Stored data entries
PR #2326, opened 2026-03-08
fix: use psycopg2-binary in MCP Docker build

Vasilije1990:
## Summary
- Switch `cognee[postgres]` to `cognee[postgres-binary]` in `cognee-mcp/pyproject.toml`
- Regenerate `cognee-mcp/uv.lock` to remove source-only `psycopg2` dependency

The MCP Docker image build has been failing consistently because `psycopg2` (source distribution) requires `libpq-dev` and `gcc` to compile, which are not present in the `python:3.12-slim-bookworm` base image used in the `uv` build stage. The `postgres-binary` extra uses pre-built `psycopg2-binary` wheels instead, which need no compilation.

## Test plan
- [ ] Verify the MCP Docker image builds successfully via the `build | Build and Push Cognee MCP Docker Image to dockerhub` workflow

## Summary by CodeRabbit

* **Chores**
  * Updated PostgreSQL driver dependencies to use binary distributions instead of source-based versions.

### DIFF
--- a/cognee-mcp/pyproject.toml
+++ b/cognee-mcp/pyproject.toml
@@ -8,7 +8,7 @@ requires-python = ">=3.10"
 dependencies = [
     # For local cognee repo usage remove comment bellow and add absolute path to cognee. Then run `uv sync --reinstall` in the mcp folder on local cognee changes.
     #"cognee[postgres,codegraph,gemini,huggingface,docs,neo4j] @ file:/Users/igorilic/Desktop/cognee",
-    "cognee[postgres,docs,neo4j]==0.5.3",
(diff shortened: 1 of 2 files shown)


dexters1:
@Vasilije1990 psycopg2-binary exists already as an optional dependency for MCP

It should not be the default dependency for MCP as it will just cause a different set of problems then

based on their docs: https://www.psycopg.org/docs/install.html#quick-install

specifically: The binary packages come with their own versions of a few C libraries, among which libpq and libssl, which will be used regardless of other libraries available on the client

This is why it is only recommended for use for beginners and not in a prod environment

PR #2348, opened 2026-03-10
fix: graph extraction name field

kura120:
## Description

While integrating Cognee into a local AI memory system with Ollama, I noticed `cognify()` wasn't extracting any semantic graph nodes with `llama3.1:8b`. Querying with `SearchType.GRAPH_COMPLETION` came back with a single generated string instead of graph entities, no error, no warning.

Inspecting the raw graph showed only internal pipeline nodes (`DocumentChunk`, `TextDocument`, `TextSummary`) with empty `name` fields. No entities, no relationships.

Root cause: `generate_graph_prompt.txt` never asks the LLM for a `name` field, but the `KnowledgeGraph`/`Node` Pydantic schema requires it. Weaker models follow the prompt literally and skip it, so Pydantic drops every extracted node silently. Stronger models like `qwen2.5:7b` seem to fill it in anyway, which is probably why this wasn't caught before.

The fix patches the immediate mismatch. But while reproducing this I noticed something worth flagging separately: there's no model capability check anywhere in the pipeline. When graph extraction fails for any reason, the pipeline swallows it and the caller gets back a plausible looking response with no way to know extraction never happened. In this case it returned the `TextSummary` text, a model-generated summary of the input, which looks like a valid result but isn't. Not raising this as part of this PR, just flagging it since the reproduction makes it pretty visible.

## Reproduction

**Model:** `llama3.1:8b` via Ollama (fails without fix, passes with fix)  
**Model:** `qwen2.5:7b` via Ollama (passes with and without fix — infers `name` from context)  
**Cognee version:** 0.5.3  
**Python:** 3.13.7, Windows 11

**Step 1 — run cognify:**
```python
import asyncio
import cognee

async def main():
    await cognee.add("The Sena project uses LadybugDB as its graph database.")
    await cognee.cognify()

asyncio.run(main())
```

**Step 2 — inspect raw graph:**
```python
import asyncio
from cognee.infrastructure.databases.graph import get_graph_engine

async def main():
    engine = await get_graph_engine()
    nodes, edges = await engine.get_graph_data()
    for n in nodes:
        print(n[1].get('type'), '|', n[1].get('name'))

asyncio.run(main())
```

## Acceptance Criteria

* `cognify()` with `llama3.1:8b` extracts semantic entity nodes with populated `name` fields
* Raw graph inspection shows `Entity` and `EntityType` nodes alongside internal scaffolding
* `qwen2.5:7b` behavior is unchanged
* No breaking changes for existing cloud model integrations

## Type of Change

## Screenshots
before

^^ Before the fix, GRAPH_COMPLETION just returned the TextSummary node text - a model-generated summary of the input, not actual graph entities. No error, nothing to indicate extraction failed.

after

## Pre-submission Checklist

## DCO Affirmation

## Summary by CodeRabbit

* **New Features**
  * Nodes now automatically populate name fields from their identifier when not explicitly provided, ensuring all entities have descriptive identifiers.

* **Documentation**
  * Updated guidance for node naming to use complete, human-readable names.

### DIFF
--- a/cognee/shared/data_models.py
+++ b/cognee/shared/data_models.py
@@ -45,7 +45,7 @@ else:
         """Node in a knowledge graph."""
 
         id: str
-        name: str
+        name: str = ""
         type: str
         description: str
         


Vasilije1990:
Nice catch! Merging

> _ASSIGNED TASK_: Copy out each line of the data exactly.

> _SOLUTION TO THE EXERCISE_:
PR #2326, opened 2026-03-08
fix: use psycopg2-binary in MCP Docker build

Vasilije1990:
## Summary
- Switch `cognee[postgres]` to `cognee[postgres-binary]` in `cognee-mcp/pyproject.toml`
- Regenerate `cognee-mcp/uv.lock` to remove source-only `psycopg2` dependency

The MCP Docker image build has been failing consistently because `psycopg2` (source distribution) requires `libpq-dev` and `gcc` to compile, which are not present in the `python:3.12-slim-bookworm` base image used in the `uv` build stage. The `postgres-binary` extra uses pre-built `psycopg2-binary` wheels instead, which need no compilation.

## Test plan
- [ ] Verify the MCP Docker image builds successfully via the `build | Build and Push Cognee MCP Docker Image to dockerhub` workflow

## Summary by CodeRabbit

* **Chores**
  * Updated PostgreSQL driver dependencies to use binary distributions instead of source-based versions.

### DIFF
--- a/cognee-mcp/pyproject.toml
+++ b/cognee-mcp/pyproject.toml
@@ -8,7 +8,7 @@ requires-python = ">=3.10"
 dependencies = [
     # For local cognee repo usage remove comment bellow and add absolute path to cognee. Then run `uv sync --reinstall` in the mcp folder on local cognee changes.
     #"cognee[postgres,codegraph,gemini,huggingface,docs,neo4j] @ file:/Users/igorilic/Desktop/cognee",
-    "cognee[postgres,docs,neo4j]==0.5.3",
(diff shortened: 1 of 2 files shown)


dexters1:
@Vasilije1990 psycopg2-binary exists already as an optional dependency for MCP

It should not be the default dependency for MCP as it will just cause a different set of problems then

based on their docs: https://www.psycopg.org/docs/install.html#quick-install

specifically: The binary packages come with their own versions of a few C libraries, among which libpq and libssl, which will be used regardless of other libraries available on the client

This is why it is only recommended for use for beginners and not in a prod environment

PR #2348, opened 2026-03-10
fix: graph extraction name field

kura120:
## Description

While integrating Cognee into a local AI memory system with Ollama, I noticed `cognify()` wasn't extracting any semantic graph nodes with `llama3.1:8b`. Querying with `SearchType.GRAPH_COMPLETION` came back with a single generated string instead of graph entities, no error, no warning.

Inspecting the raw graph showed only internal pipeline nodes (`DocumentChunk`, `TextDocument`, `TextSummary`) with empty `name` fields. No entities, no relationships.

Root cause: `generate_graph_prompt.txt` never asks the LLM for a `name` field, but the `KnowledgeGraph`/`Node` Pydantic schema requires it. Weaker models follow the prompt literally and skip it, so Pydantic drops every extracted node silently. Stronger models like `qwen2.5:7b` seem to fill it in anyway, which is probably why this wasn't caught before.

The fix patches the immediate mismatch. But while reproducing this I noticed something worth flagging separately: there's no model capability check anywhere in the pipeline. When graph extraction fails for any reason, the pipeline swallows it and the caller gets back a plausible looking response with no way to know extraction never happened. In this case it returned the `TextSummary` text, a model-generated summary of the input, which looks like a valid result but isn't. Not raising this as part of this PR, just flagging it since the reproduction makes it pretty visible.

## Reproduction

**Model:** `llama3.1:8b` via Ollama (fails without fix, passes with fix)  
**Model:** `qwen2.5:7b` via Ollama (passes with and without fix — infers `name` from context)  
**Cognee version:** 0.5.3  
**Python:** 3.13.7, Windows 11

**Step 1 — run cognify:**
```python
import asyncio
import cognee

async def main():
    await cognee.add("The Sena project uses LadybugDB as its graph database.")
    await cognee.cognify()

asyncio.run(main())
```

**Step 2 — inspect raw graph:**
```python
import asyncio
from cognee.infrastructure.databases.graph import get_graph_engine

async def main():
    engine = await get_graph_engine()
    nodes, edges = await engine.get_graph_data()
    for n in nodes:
        print(n[1].get('type'), '|', n[1].get('name'))

asyncio.run(main())
```

## Acceptance Criteria

* `cognify()` with `llama3.1:8b` extracts semantic entity nodes with populated `name` fields
* Raw graph inspection shows `Entity` and `EntityType` nodes alongside internal scaffolding
* `qwen2.5:7b` behavior is unchanged
* No breaking changes for existing cloud model integrations

## Type of Change

## Screenshots
before

^^ Before the fix, GRAPH_COMPLETION just returned the TextSummary node text - a model-generated summary of the input, not actual graph entities. No error, nothing to indicate extraction failed.

after

## Pre-submission Checklist

## DCO Affirmation

## Summary by CodeRabbit

* **New Features**
  * Nodes now automatically populate name fields from their identifier when not explicitly provided, ensuring all entities have descriptive identifiers.

* **Documentation**
  * Updated guidance for node naming to use complete, human-readable names.

### DIFF
--- a/cognee/shared/data_models.py
+++ b/cognee/shared/data_models.py
@@ -45,7 +45,7 @@ else:
         """Node in a knowledge graph."""
 
         id: str
-        name: str
+        name: str = ""
         type: str
         description: str
         


Vasilije1990:
Nice catch! Merging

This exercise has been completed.